Devant le Grand sérail, les profs de l'UL en colère

Rassemblés dans le cadre d'un sit-in devant le Grand sérail de Beyrouth où se déroule un Conseil des ministres, les contractuels de l'Université libanaise (UL) ont notamment appelé à la chute du gouvernement de Tammam Salam.

Ce Conseil des ministres aurait pu décider du sort de l'UL et de celui de 1 200 de ses enseignants contractuels qui attendent d'être cadrés, mais le règlement de ce dossier est toujours entravé par les turbulences politiques. Le projet de loi sur la titularisation de quelque 1 200 professeurs de l'Université libanaise (UL) et la nomination de nouveaux doyens de l'université publique fait notamment l'objet de réserves de la part du parti Kataëb, du Parti socialiste progressiste (PSP) et du Courant du futur.

 

"Nous représentons le Liban, nous sommes ceux qui vous ont amenés au pouvoir, nous sommes aussi ceux qui peuvent vous déloger", a lancé l'un des profs lors de ce rassemblement.

"Nous avons rencontré tous les politiciens, ils ont affirmé nous soutenir, mais apparemment, il faudrait également que nous rencontrions des ministres étrangers", a déclaré une professeur, évoquant par la même des ingérences extérieures dans ce dossier. "Nous resterons ici jusqu’à ce que nous soyons cadrés, nous resterons ici, nous ne partirons pas", a-t-elle martelé.

 

"Nous devons protéger l'université, nous espérons que vous êtes tous avec nous et que le Conseil des ministres nous entendra", avait déclaré, un peu plus tôt, le doyen de la Faculté des Sciences, Hassan Zeineddine, mettant en garde contre "l'effondrement" de l'UL.

 

 

 

Rassemblés dans le cadre d'un sit-in devant le Grand sérail de Beyrouth où se déroule un Conseil des ministres, les contractuels de l'Université libanaise (UL) ont notamment appelé à la chute du gouvernement de Tammam Salam.
Ce Conseil des ministres aurait pu décider du sort de l'UL et de celui de 1 200 de ses enseignants contractuels qui attendent d'être cadrés, mais le règlement de ce dossier est toujours entravé par les turbulences politiques.
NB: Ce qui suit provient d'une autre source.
PR #1128, opened 2022-08-07
Fix/filter static cov component

hrzn:
`TimeSeries.univariate_component()` was broken when the series contained static covariates, this fixes it (and simplifies the method).

### DIFF
--- a/darts/timeseries.py
+++ b/darts/timeseries.py
@@ -2702,6 +2702,9 @@ class TimeSeries:
         Retrieve one of the components of the series
         and return it as new univariate ``TimeSeries`` instance.
 
+        This drops the hierarchy (if any), and retains only the relevant static
+        covariates column.
+
         Parameters
         ----------
         index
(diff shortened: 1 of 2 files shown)


darts/timeseries.py
```diff
@@ -2713,11 +2716,10 @@ def univariate_component(self, index: Union[str, int]) -> "TimeSeries":
...
         """
-        if isinstance(index, int):
-            new_xa = self._xa.isel(component=index).expand_dims(DIMS[1], axis=1)
-        else:
-            new_xa = self._xa.sel(component=index).expand_dims(DIMS[1], axis=1)
-        return self.__class__(new_xa)
+
+        return self.__getitem__(
+            index if isinstance(index, str) else self.components[index]
+        )
```
dennisbader, line 2722: in other places we use `[]` directly
```suggestion
        return self[index if isinstance(index, str) else self.components[index]]
```

dennisbader (approved):
Thanks, looks good! Added a minor comment

darts/timeseries.py
hrzn: good point, thanks :)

Le projet de loi sur la titularisation de quelque 1 200 professeurs de l'Université libanaise (UL) et la nomination de nouveaux doyens de l'université publique fait notamment l'objet de réserves de la part du parti Kataëb, du Parti socialiste progressiste (PSP) et du Courant du futur.
 
"Nous représentons le Liban, nous sommes ceux qui vous ont amenés au pouvoir, nous...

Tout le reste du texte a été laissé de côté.